«Марксизм не марксизм, а очевидно, Россия найдет свой в какой-то высшей степени оригинальный политический и общественный строй, очевидно, демократический, — поучал Толстой своего наставника. — Вообще я очень радостно и светло смотрю на наше будущее. То, что у нас делается сейчас, — экзамен на первом курсе в мировом университете. Учиться нам нужно (главным образом на практике, по своему разумению, а не по книжкам) долго и трудно. И пока ученье идет хорошо, правильно и уже сейчас можно указать на несколько присущих нам свойств: русский народ — не буржуазен, т. е. собственность как идея не составляет для него фетиша, и русский народ в высшей степени приспособлен быть носителем идей социально-анархических, т. е. идей грядущей абсолютной свободы и т. д.
Все, что делается сейчас плохого, все объясняется невежеством народа и гнетом войны; нужно удивляться как еще мало делается у нас злого и страшного. Теоретически нужно было бы предположить, что к 7-му месяцу революции Россия представляла бы собой груду дымящихся окровавленных развалин. А мы еще живем, бунты подавляются почти без крови, армия защищает города, партии борются словами, а не топором, фонари предназначены пока еще только для освещения».
К своему девятому месяцу повивальная бабка истории — революция дошла и до «гр. А.Н. Толстого» — именно такая табличка висела на двери его дома на Малой Молчановке, и каждый мог прочесть ее как хотел — то ли граф, то ли гражданин.
В октябре 1917-го Толстой оказался на линии огня между, как записал он в дневнике, «Комитетом общественного спасения и Революционным комитетом. Борьба кровопролитна, и невозможно ее прекратить, пока одна сторона не истребит другую. Все это каким-то образом напоминает в миниатюре мировую войну: та же неуловимость цели, неопределенность вины за начало войны, упорство и невозможность договориться и окончить. Таинственный, космический дух мировой войны перекинулся в Москву.
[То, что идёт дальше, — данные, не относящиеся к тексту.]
PR #5572, opened 2026-09-05
Harden CI: requeue reads drift-bot from the status API, so parked PRs restart

vivekchand:
## The problem

`queue-priority.yml` has two halves. `clear-queue` cancels every queued run on a non-main ref whenever main moves, so main's jobs take the runners next. `requeue` is meant to put those runs back once main goes idle, for each open PR whose drift-bot verdict is green.

The second half has never worked. It asked:

```
/repos/<repo>/commits/<sha>/check-runs?check_name=drift-bot
```

But drift-bot is a **commit status** posted by the `8090-software-factory` App, not an Actions check run — it never appears in `/check-runs` at all. The query returns an empty list for every commit, the verdict falls through to `"missing"`, and the green-drift guard therefore rejects **every** PR, including those whose drift-bot status is genuinely green.

So the workflow parks runs and never brings them back. This repo already knew the distinction: `scripts/e2e_gate.py` grew `list_commit_statuses()` for this exact reason and documents it in a comment. The two consumers of the same signal simply disagreed about where it lives.

## The fix

One defect, one change: read the verdict from `/commits/<sha>/status` and filter on `.context == "drift-bot"`. That endpoint already collapses to the latest status per context, so no de-duplication is needed.

The guard itself is unchanged — still `[ "$drift" = "success" ]`.

| drift-bot state | Before | After |
|---|---|---|
| green | parked (bug) | **requeued** |
| red | parked | parked |
| no status posted | parked | parked |

## Permissions

`checks: read` → `statuses: read`. Check runs and commit statuses are governed by different scopes; `checks: read` would leave the new call unable to see anything, reintroducing the same silent "no verdict" through a different door. `actions: write` and `pull-requests: read` are unchanged, and the workflow keeps its empty top-level `permissions: {}` with each scope granted per job.

## What this deliberately does not do

An earlier revision of this PR also treated an **absent** drift-bot status as eligible. Drift Bot correctly flagged that against [Main-First Runner Queue Priority](https://factory.8090.ai/project/b415065f-ab2f-4f53-8864-0c009fd098cb/requirements/b7c0af6c-e262-4a17-a342-093e94db3014), which specifies success. That has been reverted — it is a change to the requirement, not to this file, and the record comes first here.

The underlying problem is real and worth a decision, but separately: the App only posts on PRs touching Python or product-record files, so a frontend-only Dependabot npm bump never receives a status and stays parked indefinitely. See the comment below.

## Verification

- Both jq filters run against the real API payload shapes: green requeues, red parks, absent parks, and the old filter returns `missing` against a `/check-runs` response — which is the bug.
- Two auto-discovered guards added to `tests/test_workflow_yaml_valid.py`, which `ci.yml:159` already runs, so they execute rather than sitting in no job:
  - no `run:` block may read drift-bot from the check-runs API;
  - a job reading `/commits/<sha>/status` must declare `statuses: read`.
- Both guards **fail against the pre-fix workflow and pass after** — verified by reverting the file and re-running, on this repo's principle that a gate which cannot fail is worse than no gate.
- `tests/test_workflow_yaml_valid.py` — 504 passed, 310 skipped. `tests/test_ci_workflow_invocations_are_real.py` — 5 passed. `ruff` (CI's ruleset) clean. `bash -n` clean on both run blocks. All 36 workflow files parse under `yaml.safe_load`.

## Scope

Touches only `.github/` and `tests/`, both exempt paths, so this needs no Factory record; the opt-out line is belt-and-braces.

No-PRD: CI workflow logic under .github/ and tests/, no product-visible change.

https://claude.ai/code/session_015fREELscGXoGNa8Lp83Kku

### DIFF
--- a/.github/workflows/queue-priority.yml
+++ b/.github/workflows/queue-priority.yml
@@ -9,7 +9,8 @@
 #      in-progress) runs on non-main refs so main's jobs take the runners next.
 #   2. requeue      — once main is quiet again (Auto-deploy Cloud completed, or
 #      the half-hourly sweep finds main idle), re-run the latest cancelled run
-#      of each workflow for every open PR whose drift-bot check is green.
+#      of each workflow for every open PR whose drift-bot commit status is
+#      green, or which never receives one (frontend-only npm bumps).
 #      Red-drift PRs stay parked until their drift is fixed and re-reported.
 #
 # No third-party actions on purpose: every step is `gh api` against
@@ -78,11 +79,15 @@ jobs:
     if: github.event_name == 'workflow_run' || github.event_name == 'schedule' || github.event_name == 'workflow_dispatch'
     runs-on: ubuntu-latest
     timeout-minutes: 15
-    # actions: re-run parked runs; checks: read drift-bot's conclusion;
+    # actions: re-run parked runs; statuses: read drift-bot's commit status;
     # pull-requests: list the open PRs to consider.
+    #
+    # `statuses: read` rather than `checks: read`: drift-bot is a commit
+    # status, not a check run (see the step below), and the two surfaces are
+    # governed by different scopes. Nothing here reads /check-runs any more.
     permissions:
       actions: write
-      checks: read
+      statuses: read
       pull-requests: read
     steps:
       - name: Skip while main still has queued or running jobs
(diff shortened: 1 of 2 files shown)


vivekchand:
## Drift Bot's finding was correct — reverted in `ba9ee8e`

The finding on `d6dc51b` was accurate, and not a documentation gap: the requeue condition really did go beyond [Main-First Runner Queue Priority](https://factory.8090.ai/project/b415065f-ab2f-4f53-8864-0c009fd098cb/requirements/b7c0af6c-e262-4a17-a342-093e94db3014), which specifies the drift check reports success. I had `success|unreported`. That is a change to the requirement, and the record comes first here, so it is out.

The PR is now the one defect on its own — the verdict is read from `/commits/<sha>/status`, where drift-bot actually posts, instead of `/check-runs`, where it never appears. The guard is unchanged at `[ "$drift" = "success" ]`:

| drift-bot state | Before | After |
|---|---|---|
| green | parked (the bug) | **requeued** |
| red | parked | parked |
| no status posted | parked | parked |

## The separate problem this turned up — worth a decision, not a code change

Fixing the API surface does not help one class of PR, and I want to be explicit rather than let it look handled.

The 8090 App only posts drift-bot on PRs touching Python or product-record files. A **frontend-only Dependabot npm bump never receives a status at all**, so `requeue` parks it permanently — `clear-queue` cancels its runs on the next push to main, and nothing ever puts them back. `scripts/e2e_gate.py` already accommodates this shape from the other direction, with `skip_if_unreported=True` on the same spec and a comment naming the same PRs.

The effect is visible today: **#5376** (`bump esbuild and vite in /frontend`) has had every check `cancelled` since 2026-09-03, and its "PR cites the product record" failure predates #5478, which fixed exactly that gate for lockfiles on 09-04. It is a security bump that cannot currently reach a runner.

Three ways forward, all of which are yours rather than mine:

1. **Amend the requirement** to say success *or unreported* — mirroring the E2E Gate's existing `skip_if_unreported` treatment of this same signal. My preference, since the two consumers would then agree.
2. **Leave requeue strict** and unpark that class another way, e.g. exempting PRs with no drift-bot status from `clear-queue` in the first place.
3. **Accept it**, and requeue those PRs by hand when a dependency bump needs to land.

Happy to implement whichever, in its own PR with the record written first. Flagging rather than choosing, because option 1 changes a requirement and option 2 widens this workflow's behaviour — neither is mine to decide.

---

vivekchand:
## This PR just got parked by the bug it fixes

Worth recording, because it is the clearest demonstration of the defect I could have asked for and I did not stage it.

At **18:50:52–54** every remaining check on `ba9ee8e` was **cancelled** — not failed. `clear-queue` fired on a push to main and cancelled every queued run on a non-main ref, exactly as designed. The only three checks that survived are the ones that happened to finish in the ~4 minutes beforehand:

| Check | Result |
|---|---|
| Vendored fonts not stale | success (18:49:38) |
| OSS golden path (wheel + OpenClaw + 9 tabs) | success (18:50:20) |
| Cross-repo handoff (C4) | success (18:50:33) |
| everything else (27 checks) | **cancelled at 18:50:52** |
| drift-bot | success |

Nothing is red. But those 27 runs would never have come back on their own, because `requeue` — the job whose whole purpose is to restore them — reads drift-bot from `/check-runs`, gets an empty list, resolves every PR to `missing`, and re-runs nothing. That is the defect this PR fixes, and it means the PR cannot reach a green head under its own steam. A bootstrap problem: the fix has to merge before the mechanism that would let it prove itself starts working.

I have merged `main` in to trigger a fresh run rather than pushing an empty commit. That also keeps the branch current.

**One thing for whoever reviews this:** the same race can hit again at any moment — if main moves while these checks are queued, they get cancelled again and again do not return. If it happens repeatedly, that is the bug reasserting itself, not flakiness and not something wrong with the diff. Merging on a quiet moment for main is the reliable way through, and after this lands the problem stops recurring for every other PR too.

---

Все, что происходит в эти дни, бесприютно и таинственно».
Эта запись похожа на начало какого-то романа с декадентским налетом, что-то вроде будущей «Аэлиты», не то «Гиперболоида инженера Гарина», и разговоры с соседями по дому велись под стать — все о том же, декадентском:
«Вечером короткие атаки большевиков на юнкерские заставы. Тишина нарушается ревом пулемета и залпами. Командует тверским отрядом Саблин.
Ночью на дворе. Морозец. Большие, ясные звезды. Стояли с Верлинским у дров и говорили о танго, оккультных книгах, войне и социальной революции. Загоралась жаркая перестрелка на Поварской и Арбате. Изредка бухало орудие. Ревел снаряд. Сидели на лестнице, внизу — Наташа, еще кто-то. Высокий небритый господин рассказывал, как его надули. Ждали большевиков».
Но чем дальше, тем более растерянными, драматическими и лишенными литературного налета становятся графские записи.
«
Говорят, что прислуга уже разделила квартиры для грабежа. Случай с выстрелом во время обеда из окна на Б. Молчановке.
Ночью выстрелы вывели Наташу из себя, она отчаянно бранила меня и няньку, легла на полу в ванной.
Дети устроены внизу. Мы с Наташей легли спать в ванной. Всю ночь грохот снарядов и бешеная перестрелка.
Очень характерная проговорка — он думал только о двух самых близких ему людях — о жене и сыне Никите, родившемся в 1917 году в свободной России. Сын жены от первого брака Федор, его собственная дочь от брака с Софьей Исааковной остались за скобками, и за это не нужно его судить — тут искреннее, вырвавшееся из сердца ощущение своего, кровного, понимаемого не разумом, но инстинктом. Толстой вообще именно инстинктом и был всегда силен, но в минуты опасности это чувство в нем бесконечно усиливалось. Территориально он был на стороне белых, вернее, белых тогда еще не было, значит, на стороне, противной большевикам. Да и симпатизировал больше им и печатался в эти месяцы в антибольшевистской газете «Луч правды».